Task brief: Within the material below, locate the line with "What about passing" and the line with "acoffman: Rather than", then return those two lines and all lines between them, exactly as written.

Records:
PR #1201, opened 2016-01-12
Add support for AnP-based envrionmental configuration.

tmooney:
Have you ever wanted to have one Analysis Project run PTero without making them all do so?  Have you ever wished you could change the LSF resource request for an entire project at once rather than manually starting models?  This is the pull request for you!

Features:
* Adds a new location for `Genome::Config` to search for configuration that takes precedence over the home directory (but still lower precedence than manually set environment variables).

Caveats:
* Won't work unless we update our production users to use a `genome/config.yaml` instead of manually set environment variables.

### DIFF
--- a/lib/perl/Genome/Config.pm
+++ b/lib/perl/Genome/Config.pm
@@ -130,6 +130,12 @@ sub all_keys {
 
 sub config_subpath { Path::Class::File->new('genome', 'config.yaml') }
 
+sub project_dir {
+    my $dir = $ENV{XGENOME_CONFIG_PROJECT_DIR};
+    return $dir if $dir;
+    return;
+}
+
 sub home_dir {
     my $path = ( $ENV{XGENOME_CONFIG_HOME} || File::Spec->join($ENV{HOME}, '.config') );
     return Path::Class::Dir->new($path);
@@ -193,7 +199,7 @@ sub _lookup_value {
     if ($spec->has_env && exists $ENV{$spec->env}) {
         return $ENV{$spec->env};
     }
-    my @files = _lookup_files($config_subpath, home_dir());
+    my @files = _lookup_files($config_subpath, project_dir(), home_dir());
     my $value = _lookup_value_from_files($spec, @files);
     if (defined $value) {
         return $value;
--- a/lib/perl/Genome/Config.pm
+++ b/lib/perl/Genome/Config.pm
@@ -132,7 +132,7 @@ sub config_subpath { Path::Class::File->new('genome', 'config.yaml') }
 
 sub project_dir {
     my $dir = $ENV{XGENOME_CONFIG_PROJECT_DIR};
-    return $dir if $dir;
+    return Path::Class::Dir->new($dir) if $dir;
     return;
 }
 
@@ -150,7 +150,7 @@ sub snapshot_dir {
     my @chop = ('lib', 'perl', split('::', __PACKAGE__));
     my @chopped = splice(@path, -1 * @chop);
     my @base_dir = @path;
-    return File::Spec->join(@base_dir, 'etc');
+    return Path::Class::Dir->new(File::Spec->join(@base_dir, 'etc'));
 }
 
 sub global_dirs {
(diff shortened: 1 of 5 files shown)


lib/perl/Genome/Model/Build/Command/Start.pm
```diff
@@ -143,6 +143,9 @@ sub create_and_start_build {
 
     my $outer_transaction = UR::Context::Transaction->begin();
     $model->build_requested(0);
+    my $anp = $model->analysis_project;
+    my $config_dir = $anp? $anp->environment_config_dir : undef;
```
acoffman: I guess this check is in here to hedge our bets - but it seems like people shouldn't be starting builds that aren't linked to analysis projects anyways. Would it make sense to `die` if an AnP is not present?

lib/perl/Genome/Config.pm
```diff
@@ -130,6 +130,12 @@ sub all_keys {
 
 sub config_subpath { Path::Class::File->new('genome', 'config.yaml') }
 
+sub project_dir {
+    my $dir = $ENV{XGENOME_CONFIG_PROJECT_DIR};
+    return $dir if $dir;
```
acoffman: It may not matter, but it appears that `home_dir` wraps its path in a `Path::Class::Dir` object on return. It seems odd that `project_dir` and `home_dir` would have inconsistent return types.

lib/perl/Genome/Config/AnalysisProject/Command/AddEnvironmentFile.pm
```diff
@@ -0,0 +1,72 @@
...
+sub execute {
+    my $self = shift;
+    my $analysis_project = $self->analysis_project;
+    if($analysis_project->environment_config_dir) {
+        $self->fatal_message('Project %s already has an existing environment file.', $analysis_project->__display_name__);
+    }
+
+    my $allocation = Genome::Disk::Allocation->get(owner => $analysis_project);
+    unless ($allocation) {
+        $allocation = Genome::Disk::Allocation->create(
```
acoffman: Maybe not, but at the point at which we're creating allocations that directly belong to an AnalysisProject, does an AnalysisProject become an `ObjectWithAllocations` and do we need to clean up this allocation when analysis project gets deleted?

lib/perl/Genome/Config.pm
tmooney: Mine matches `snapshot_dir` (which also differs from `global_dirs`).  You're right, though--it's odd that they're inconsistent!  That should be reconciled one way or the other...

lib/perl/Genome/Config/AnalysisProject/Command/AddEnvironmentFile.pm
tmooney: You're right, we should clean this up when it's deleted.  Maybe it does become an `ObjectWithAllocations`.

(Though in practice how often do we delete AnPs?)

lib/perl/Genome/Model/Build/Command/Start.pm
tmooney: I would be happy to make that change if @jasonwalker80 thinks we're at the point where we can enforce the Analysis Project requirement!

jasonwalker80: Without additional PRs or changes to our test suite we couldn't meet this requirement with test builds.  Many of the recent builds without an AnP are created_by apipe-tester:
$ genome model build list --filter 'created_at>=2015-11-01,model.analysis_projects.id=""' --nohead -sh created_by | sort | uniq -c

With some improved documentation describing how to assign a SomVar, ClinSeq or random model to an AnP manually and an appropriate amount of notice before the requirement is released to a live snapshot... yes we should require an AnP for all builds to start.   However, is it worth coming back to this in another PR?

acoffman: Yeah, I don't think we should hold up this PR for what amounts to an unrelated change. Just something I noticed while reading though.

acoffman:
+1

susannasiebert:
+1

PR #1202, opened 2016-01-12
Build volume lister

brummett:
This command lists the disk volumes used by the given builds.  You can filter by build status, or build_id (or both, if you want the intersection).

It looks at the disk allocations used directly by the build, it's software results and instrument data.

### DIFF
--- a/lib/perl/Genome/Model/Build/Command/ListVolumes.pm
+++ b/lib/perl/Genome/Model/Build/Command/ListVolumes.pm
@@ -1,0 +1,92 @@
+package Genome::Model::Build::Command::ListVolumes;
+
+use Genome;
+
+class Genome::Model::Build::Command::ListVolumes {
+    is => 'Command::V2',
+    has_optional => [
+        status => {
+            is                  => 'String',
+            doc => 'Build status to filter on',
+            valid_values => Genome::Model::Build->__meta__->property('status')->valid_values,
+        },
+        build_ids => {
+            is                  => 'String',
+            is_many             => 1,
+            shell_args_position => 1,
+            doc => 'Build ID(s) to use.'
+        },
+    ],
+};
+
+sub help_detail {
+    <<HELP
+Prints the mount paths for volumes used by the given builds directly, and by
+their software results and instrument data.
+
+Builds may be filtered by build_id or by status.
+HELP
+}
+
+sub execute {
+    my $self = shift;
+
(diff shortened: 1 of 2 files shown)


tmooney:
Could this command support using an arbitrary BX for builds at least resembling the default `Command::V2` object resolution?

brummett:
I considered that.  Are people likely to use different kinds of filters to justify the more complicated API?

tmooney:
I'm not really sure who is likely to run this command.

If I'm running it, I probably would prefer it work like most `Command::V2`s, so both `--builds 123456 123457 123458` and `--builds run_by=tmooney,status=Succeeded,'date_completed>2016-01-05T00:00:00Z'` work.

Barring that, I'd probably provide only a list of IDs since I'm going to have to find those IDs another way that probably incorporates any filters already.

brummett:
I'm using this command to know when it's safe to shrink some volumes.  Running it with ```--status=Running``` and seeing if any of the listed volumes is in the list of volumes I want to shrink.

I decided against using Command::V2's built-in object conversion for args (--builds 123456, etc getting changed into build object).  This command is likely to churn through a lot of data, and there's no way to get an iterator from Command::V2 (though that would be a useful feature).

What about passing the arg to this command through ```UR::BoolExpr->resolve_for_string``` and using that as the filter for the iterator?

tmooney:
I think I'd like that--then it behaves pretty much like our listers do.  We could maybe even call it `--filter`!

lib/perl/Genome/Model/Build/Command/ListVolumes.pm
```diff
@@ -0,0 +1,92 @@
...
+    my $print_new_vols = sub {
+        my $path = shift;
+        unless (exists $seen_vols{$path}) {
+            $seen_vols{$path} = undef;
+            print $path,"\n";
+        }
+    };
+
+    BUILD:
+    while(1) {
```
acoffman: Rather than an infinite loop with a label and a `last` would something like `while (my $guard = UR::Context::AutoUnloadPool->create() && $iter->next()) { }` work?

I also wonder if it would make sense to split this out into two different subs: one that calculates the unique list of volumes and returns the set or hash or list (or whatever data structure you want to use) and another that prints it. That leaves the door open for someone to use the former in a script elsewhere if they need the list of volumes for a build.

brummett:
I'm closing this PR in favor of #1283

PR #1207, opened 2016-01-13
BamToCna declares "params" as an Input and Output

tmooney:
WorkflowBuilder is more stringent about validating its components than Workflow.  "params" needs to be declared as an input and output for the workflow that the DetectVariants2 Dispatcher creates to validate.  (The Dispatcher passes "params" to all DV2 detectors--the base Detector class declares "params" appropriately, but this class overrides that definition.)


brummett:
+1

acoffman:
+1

Written reply:
What about passing the arg to this command through ```UR::BoolExpr->resolve_for_string``` and using that as the filter for the iterator?

tmooney:
I think I'd like that--then it behaves pretty much like our listers do.  We could maybe even call it `--filter`!

lib/perl/Genome/Model/Build/Command/ListVolumes.pm
```diff
@@ -0,0 +1,92 @@
...
+    my $print_new_vols = sub {
+        my $path = shift;
+        unless (exists $seen_vols{$path}) {
+            $seen_vols{$path} = undef;
+            print $path,"\n";
+        }
+    };
+
+    BUILD:
+    while(1) {
```
acoffman: Rather than an infinite loop with a label and a `last` would something like `while (my $guard = UR::Context::AutoUnloadPool->create() && $iter->next()) { }` work?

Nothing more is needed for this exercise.